I would only trade Dirk for Amare or D-12, only because they are younger and could become more explosive scorers. The reason I said could is because we don't know how Amare will be once he comes back and Dwight hasn't proven to be a scorer.

I wouldn't want to trade Dirk, but if we had to it would be for one of them.


----------



## MVP™ (Jun 11, 2006)

*Re: Poll: Dirk for who?*

Dirk has better shot than all of that. His defense isn't the best out of all of them, but we LOVE DIRK!
He's the guy that turned this franchise around. Why trade him when you have such good talent, he took us to the finals. We lost, but HEY!, we got there FINALLY. 
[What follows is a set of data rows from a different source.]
PR #6188, opened 2025-06-29
OpenAL audio backend

mfep:
- Defined `AudioBackend` pure virtual class that abstracts base audio functionality
- Extracted current audio system to `SDLAudioBackend`
- Implemented `AlAudioBackend` that uses OpenAL Soft
- Updated audio menu and INI config to be able to switch between audio backends
- Updated CMakeLists so that it is possible to build either with or without the OpenAL audio backend
  - On Windows, dependencies are provided by pioneer-thirdparty. Added the required binaries in https://github.com/pioneerspacesim/pioneer-thirdparty/pull/34

Note: this is what I think the most minimal changeset that brings OpenAL audio to Pioneer. It is out of scope for this PR to change how the rest of the program interacts with the audio system.

### DIFF
--- a/CMakeLists.txt
+++ b/CMakeLists.txt
@@ -200,8 +200,6 @@ else (WIN32)
 	)
 endif (WIN32)
 
-configure_file(buildopts.h.cmakein buildopts.h @ONLY)
-
 LIST(APPEND PIONEER_CXX_FILES ${FILESYSTEM_CXX_FILES})
 
 option(USE_PIONEER_THIRDPARTY "Use pioneer's thirdparty library repository." OFF)
@@ -273,6 +271,8 @@ elseif(NOT DEFINED CACHE{BUILD_WITH_OPENAL} AND OpenAL_FOUND)
 endif()
 
 set(FMT_INSTALL OFF CACHE BOOL "Enable install of libfmt" FORCE)
+
+configure_file(buildopts.h.cmakein buildopts.h @ONLY)
 
 add_subdirectory(contrib/lz4)
 add_subdirectory(contrib/fmt)
--- a/CMakeLists.txt
+++ b/CMakeLists.txt
@@ -381,7 +381,6 @@ else()
 endif()
 
 target_link_libraries(pioneer-lib PUBLIC lz4 fmt::fmt $<$<BOOL:${BUILD_WITH_OPENAL}>:OpenAL::OpenAL>)
-target_compile_definitions(pioneer-lib PUBLIC $<$<BOOL:${BUILD_WITH_OPENAL}>:PI_BUILD_WITH_OPENAL>)
 
 # Fallback available on most legacy systems
 set(PIONEER_GL_LINK_TARGET OpenGL::GL)
--- a/CMakeLists.txt
+++ b/CMakeLists.txt
@@ -262,7 +262,15 @@ endif (MSVC)
 find_package(Threads REQUIRED)
 find_package(Freetype REQUIRED)
 find_package(OpenGL REQUIRED COMPONENTS OpenGL)
-find_package(OpenAL CONFIG REQUIRED)
+if(NOT TARGET OpenAL::OpenAL)
+	find_package(OpenAL)
+endif()
+if (CACHE{BUILD_WITH_OPENAL} AND NOT OpenAL_FOUND)
+	message(FATAL_ERROR "Requested BUILD_WITH_OPENAL=ON, but the library is not found")
+elseif(NOT DEFINED CACHE{BUILD_WITH_OPENAL} AND OpenAL_FOUND)
+	message(STATUS "Found OpenAL, building with support")
+	set(BUILD_WITH_OPENAL ON CACHE BOOL "Enable or disable support for OpenAL")
+endif()
 
 set(FMT_INSTALL OFF CACHE BOOL "Enable install of libfmt" FORCE)
 
@@ -372,7 +380,8 @@ else()
 	message(WARNING, "Python 3 not found; enums will not be scanned.")
 endif()
 
-target_link_libraries(pioneer-lib PUBLIC lz4 fmt::fmt OpenAL::OpenAL)
+target_link_libraries(pioneer-lib PUBLIC lz4 fmt::fmt $<$<BOOL:${BUILD_WITH_OPENAL}>:OpenAL::OpenAL>)
+target_compile_definitions(pioneer-lib PUBLIC $<$<BOOL:${BUILD_WITH_OPENAL}>:PI_BUILD_WITH_OPENAL>)
 
 # Fallback available on most legacy systems
 set(PIONEER_GL_LINK_TARGET OpenGL::GL)
--- a/CMakeLists.txt
+++ b/CMakeLists.txt
@@ -262,6 +262,7 @@ endif (MSVC)
 find_package(Threads REQUIRED)
 find_package(Freetype REQUIRED)
 find_package(OpenGL REQUIRED COMPONENTS OpenGL)
+find_package(OpenAL CONFIG REQUIRED)
 
 set(FMT_INSTALL OFF CACHE BOOL "Enable install of libfmt" FORCE)
 
@@ -371,7 +372,7 @@ else()
 	message(WARNING, "Python 3 not found; enums will not be scanned.")
 endif()
 
-target_link_libraries(pioneer-lib PUBLIC lz4 fmt::fmt)
+target_link_libraries(pioneer-lib PUBLIC lz4 fmt::fmt OpenAL::OpenAL)
 
 # Fallback available on most legacy systems
 set(PIONEER_GL_LINK_TARGET OpenGL::GL)
--- a/COMPILING.txt
+++ b/COMPILING.txt
@@ -63,7 +63,7 @@ questions are welcome anytime.
     libassimp-dev >= 5.0.1
     libsdl2-dev
     libsdl2-image-dev
-    libopenal-dev
+    libopenal-dev (optional, used for the OpenAL sound backend)
 
    If your platform doesn't have assimp 5, you'll need to build it from
    source. It's available in pioneer-thirdparty, see below.
--- a/COMPILING.txt
+++ b/COMPILING.txt
@@ -63,6 +63,7 @@ questions are welcome anytime.
     libassimp-dev >= 5.0.1
     libsdl2-dev
     libsdl2-image-dev
+    libopenal-dev
 
    If your platform doesn't have assimp 5, you'll need to build it from
    source. It's available in pioneer-thirdparty, see below.
--- a/data/lang/ui-core/en.json
+++ b/data/lang/ui-core/en.json
@@ -67,6 +67,10 @@
     "description": "",
     "message": "Attempt to repair hull"
   },
+  "AUDIO_BACKEND": {
+    "description": "Audio backend label in settings menu",
+    "message": "Audio Backend"
+  },
   "AUTOMATED_MESSAGE": {
     "description": "For comm messages from bots",
     "message": "AUTOMATED MESSAGE"
@@ -90,6 +94,14 @@
   "BACKWARD_ACCEL": {
     "description": "",
     "message": "Backward acceleration"
+  },
+  "BINAURAL_RENDERING": {
+    "description": "Label of the binaural rendering checkbox in the audio settings menu",
+    "message": "Binaural Rendering"
+  },
+  "BINAURAL_RENDERING_DESC": {
+    "description": "Tooltip of the binaural rendering checkbox in the audio settings menu",
+    "message": "When enabled, HRTF filters are applied to the audio output. Works best with headphones."
   },
   "BODY_IN_ROUTE": {
     "description": "Label indicating a star is part of a planned hyperjump route",
--- a/data/pigui/modules/settings-window.lua
+++ b/data/pigui/modules/settings-window.lua
@@ -334,6 +334,8 @@ end, function (_, drawPopupFn)
 end)
 
 local function showSoundOptions()
+	local available_backends = Engine.GetAvailableSoundBackends()
+	local current_backend_id = Engine.GetSoundBackendId()
 	local masterMuted = Engine.GetMasterMuted()
 	local masterLevel = Engine.GetMasterVolume()*100
 	local musicMuted = Engine.GetMusicMuted()
@@ -342,6 +344,9 @@ local function showSoundOptions()
 	local effectsLevel = Engine.GetEffectsVolume()*100
 
 	local c
+
+	c,new_backend_id = combo("Audio Backend", current_backend_id - 1, available_backends)
+	if c then Engine.SetSoundBackend(new_backend_id + 1) end
 
 	c,masterMuted = checkbox(lui.MUTE.."##master", masterMuted)
 	if c then Engine.SetMasterMuted(masterMuted) end
--- a/data/pigui/modules/settings-window.lua
+++ b/data/pigui/modules/settings-window.lua
@@ -335,7 +335,7 @@ end)
 
 local function showSoundOptions()
 	local available_backends = Engine.GetAvailableSoundBackends()
-	local current_backend_id = Engine.GetSoundBackendId()
+	local current_backend = Engine.GetSoundBackend()
 	local masterMuted = Engine.GetMasterMuted()
 	local masterLevel = Engine.GetMasterVolume()*100
 	local musicMuted = Engine.GetMusicMuted()
@@ -346,9 +346,17 @@ local function showSoundOptions()
 	local binaural_enabled = Engine.GetBinauralRendering()
 
 	local c
+	local new_backend_idx
+	local current_backend_idx
 
-	c,new_backend_id = combo(lui.AUDIO_BACKEND, current_backend_id - 1, available_backends)
-	if c then Engine.SetSoundBackend(new_backend_id + 1) end
+	for i, v in ipairs(available_backends) do
+		if v == current_backend then
+			current_backend_idx = i
+		end
+	end
+
+	c, new_backend_idx = combo(lui.AUDIO_BACKEND, current_backend_idx - 1, available_backends)
+	if c then Engine.SetSoundBackend(available_backends[new_backend_idx + 1]) end
 
 	c,masterMuted = checkbox(lui.MUTE.."##master", masterMuted)
 	if c then Engine.SetMasterMuted(masterMuted) end
--- a/data/pigui/modules/settings-window.lua
+++ b/data/pigui/modules/settings-window.lua
@@ -342,10 +342,12 @@ local function showSoundOptions()
 	local musicLevel = Engine.GetMusicVolume()*100
 	local effectsMuted = Engine.GetEffectsMuted()
 	local effectsLevel = Engine.GetEffectsVolume()*100
+	local binaural_supported = Engine.IsBinauralRenderingSupported()
+	local binaural_enabled = Engine.GetBinauralRendering()
 
 	local c
 
-	c,new_backend_id = combo("Audio Backend", current_backend_id - 1, available_backends)
+	c,new_backend_id = combo(lui.AUDIO_BACKEND, current_backend_id - 1, available_backends)
 	if c then Engine.SetSoundBackend(new_backend_id + 1) end
 
 	c,masterMuted = checkbox(lui.MUTE.."##master", masterMuted)
@@ -365,6 +367,11 @@ local function showSoundOptions()
 	ui.sameLine()
 	c,effectsLevel = slider(lui.EFFECTS, effectsLevel, 0, 100)
 	if c then Engine.SetEffectsVolume(effectsLevel/100) end
+
+	if binaural_supported then
+		c,binaural_enabled = checkbox(lui.BINAURAL_RENDERING, binaural_enabled, lui.BINAURAL_RENDERING_DESC)
+		if c then Engine.SetBinauralRendering(binaural_enabled) end
+	end
 end
 
 local function showLanguageOptions()
--- a/msvc-defaults.cmake
+++ b/msvc-defaults.cmake
@@ -21,3 +21,11 @@ set(VORBISFILE_LIBRARIES ${CMAKE_SOURCE_DIR}/../pioneer-thirdparty/win32/lib/${M
 
 set(SIGCPP_INCLUDE_DIRS ${CMAKE_SOURCE_DIR}/../pioneer-thirdparty/win32/include/sigc++-2.0)
 set(SIGCPP_LIBRARIES optimized ${CMAKE_SOURCE_DIR}/../pioneer-thirdparty/win32/lib/${MSVC_ARCH}/vs2019/sigc-vc140-2_0.lib debug ${CMAKE_SOURCE_DIR}/../pioneer-thirdparty/win32/lib/${MSVC_ARCH}/vs2019/sigc-vc140-d-2_0.lib)
+
+add_library(OpenAL SHARED IMPORTED)
+add_library(OpenAL::OpenAL ALIAS OpenAL)
+set_target_properties(OpenAL PROPERTIES
+    IMPORTED_LOCATION ${CMAKE_SOURCE_DIR}/../pioneer-thirdparty/win32/bin/${MSVC_ARCH}/vs2019/OpenAL32.dll
+    IMPORTED_IMPLIB ${CMAKE_SOURCE_DIR}/../pioneer-thirdparty/win32/lib/${MSVC_ARCH}/vs2019/libOpenAL32.dll.a
+)
+set(OpenAL_FOUND ON)
--- a/msvc-defaults.cmake
+++ b/msvc-defaults.cmake
@@ -28,4 +28,5 @@ set_target_properties(OpenAL PROPERTIES
     IMPORTED_LOCATION ${CMAKE_SOURCE_DIR}/../pioneer-thirdparty/win32/bin/${MSVC_ARCH}/vs2019/OpenAL32.dll
     IMPORTED_IMPLIB ${CMAKE_SOURCE_DIR}/../pioneer-thirdparty/win32/lib/${MSVC_ARCH}/vs2019/libOpenAL32.dll.a
 )
+target_include_directories(OpenAL INTERFACE ${CMAKE_SOURCE_DIR}/../pioneer-thirdparty/win32/include)
 set(OpenAL_FOUND ON)
--- a/src/Pi.cpp
+++ b/src/Pi.cpp
@@ -538,6 +538,7 @@ void StartupScreen::Start()
 		Sound::SetMasterVolume(Pi::config->Float("MasterVolume"));
 		Sound::SetSfxVolume(Pi::config->Float("SfxVolume"));
 		Pi::GetMusicPlayer().SetVolume(Pi::config->Float("MusicVolume"));
+		Sound::EnableBinaural(Pi::config->Int("BinauralRendering"));
 
 		Sound::Pause(0);
 		if (Pi::config->Int("MasterMuted")) Sound::Pause(1);
--- a/src/Pi.cpp
+++ b/src/Pi.cpp
@@ -534,7 +534,7 @@ void StartupScreen::Start()
 		if (Pi::GetApp()->HeadlessMode() || Pi::config->Int("DisableSound"))
 			return;
 
-		Sound::Init(Pi::config->Int("AudioBackendId", Sound::AudioBackend_Default));
+		Sound::Init(Pi::config->String("AudioBackend"));
 		Pi::GetMusicPlayer().SetVolume(Pi::config->Float("MusicVolume"));
 		if (Pi::config->Int("MusicMuted")) Pi::GetMusicPlayer().SetEnabled(false);
 	});
--- a/src/Pi.cpp
+++ b/src/Pi.cpp
@@ -534,7 +534,7 @@ void StartupScreen::Start()
 		if (Pi::GetApp()->HeadlessMode() || Pi::config->Int("DisableSound"))
 			return;
 
-		Sound::Init(Pi::config->Int("AudioBackendId", Sound::AudioBackend_OpenAL));
+		Sound::Init(Pi::config->Int("AudioBackendId", Sound::AudioBackend_Default));
 		Sound::SetMasterVolume(Pi::config->Float("MasterVolume"));
 		Sound::SetSfxVolume(Pi::config->Float("SfxVolume"));
 		Pi::GetMusicPlayer().SetVolume(Pi::config->Float("MusicVolume"));
--- a/src/Pi.cpp
+++ b/src/Pi.cpp
@@ -534,7 +534,7 @@ void StartupScreen::Start()
 		if (Pi::GetApp()->HeadlessMode() || Pi::config->Int("DisableSound"))
 			return;
 
-		Sound::Init();
+		Sound::Init(Pi::config->Int("AudioBackendId", Sound::AudioBackend_OpenAL));
 		Sound::SetMasterVolume(Pi::config->Float("MasterVolume"));
 		Sound::SetSfxVolume(Pi::config->Float("SfxVolume"));
 		Pi::GetMusicPlayer().SetVolume(Pi::config->Float("MusicVolume"));
--- a/src/Pi.cpp
+++ b/src/Pi.cpp
@@ -535,14 +535,7 @@ void StartupScreen::Start()
 			return;
 
 		Sound::Init(Pi::config->Int("AudioBackendId", Sound::AudioBackend_Default));
-		Sound::SetMasterVolume(Pi::config->Float("MasterVolume"));
-		Sound::SetSfxVolume(Pi::config->Float("SfxVolume"));
 		Pi::GetMusicPlayer().SetVolume(Pi::config->Float("MusicVolume"));
-		Sound::EnableBinaural(Pi::config->Int("BinauralRendering"));
-
-		Sound::Pause(0);
-		if (Pi::config->Int("MasterMuted")) Sound::Pause(1);
-		if (Pi::config->Int("SfxMuted")) Sound::SetSfxVolume(0.f);
 		if (Pi::config->Int("MusicMuted")) Pi::GetMusicPlayer().SetEnabled(false);
 	});
 
--- a/src/Pi.cpp
+++ b/src/Pi.cpp
@@ -715,6 +715,7 @@ void MainMenu::Update(float deltaTime)
 
 	Pi::renderer->ClearDepthBuffer();
 	Pi::pigui->Render();
+	Sound::Update(deltaTime);
 
 	if (Pi::game) {
 		RequestEndLifecycle();
@@ -1091,6 +1092,7 @@ void GameLoop::Update(float deltaTime)
 	}
 
 	Pi::GetMusicPlayer().Update();
+	Sound::Update(deltaTime);
 
 	perfInfoDisplay->Update(deltaTime);
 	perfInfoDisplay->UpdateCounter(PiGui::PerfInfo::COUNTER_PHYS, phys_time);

Random but, everyone on that ballot is AFRICAN AMERICAN?


----------



## Saint Baller (May 3, 2006)

*Re: Poll: Dirk for who?*

Yes they all are, and if you haven't noticed.. alot of posters on this board don't even like Dirk.


----------



## xray (Feb 21, 2005)

*Re: Poll: Dirk for who?*



Saint Baller said:


> Yes they all are, and if you haven't noticed.. alot of posters on this board don't even like Dirk.


I think for the most part everyone around here likes Dirk - but it's human nature to want to achieve full potential. Even the athletes we cheer and jeer try to work on their weaknesses; and those on that list are prime examples: they all work hard on their deficiencies. 

So as a fan, don't we work on them by critcizing because we want the same? :biggrin:


----------



## da1nonly (May 8, 2006)

*Re: Poll: Dirk for who?*

Dirk only for a young talent- Howard


----------



## xray (Feb 21, 2005)

*Re: Poll: Dirk for who?*


----------



## VeN (May 10, 2005)

*Re: Poll: Dirk for who?*



xray said:


> I think for the most part everyone around here likes Dirk - but it's human nature to want to achieve full potential. Even the athletes we cheer and jeer try to work on their weaknesses; and those on that list are prime examples: they all work hard on their deficiencies.
> 
> So as a fan, don't we work on them by critcizing because we want the same? :biggrin:


im pissed because dirk could step up and take over, hes got the talent. he just.. hasnt. thats all. watching the game last night, trade em. there was no fight in him from what I saw. but i did see him stand around on offence, while being the same liability on defence.


----------



## Aylwin (Jan 29, 2007)

*Re: Poll: Dirk for who?*

I'd go after Garnett


----------



## Javelin (Apr 17, 2007)

*Re: Poll: Dirk for who?*

He just needs to find his balls and actually go on the inside, thats the only thing he needs to do.


----------



## Saint Baller (May 3, 2006)

*Re: Poll: Dirk for who?*

Post Dirk up on the low elbow and abuse the little midgets - Charles Barkley


DO IT!


----------



## VeN (May 10, 2005)

*Re: Poll: Dirk for who?*

just heard on espn dirks comments today, and he sounds defeated. so dont expect him to show up for the next game either.


----------



## Jet (Jul 1, 2005)

*Re: Poll: Dirk for who?*

I love Dirk a whole lot.. but seeing him like this 'We already lost' mentality, just makes me so frusterated with him. Its not like he cant play with the Warriors, considering he had 50 points against them last season. Hes the team leader, he should be playing with more heart than anyone else on the floor, but I see more heart on the faces of the bench guys. Dirk.... how could you admit defeat so easily?


----------



## Dre (Jun 20, 2003)

*Re: Poll: Dirk for who?*

At this point I wouldn't do Brand or Howard...I'm a little worried at Howard's lack of offensive versatility at this point. 3 years and he's still pretty elementary beyond his athleticism. He'll eventually round it out I think, but he won't be a great scorer.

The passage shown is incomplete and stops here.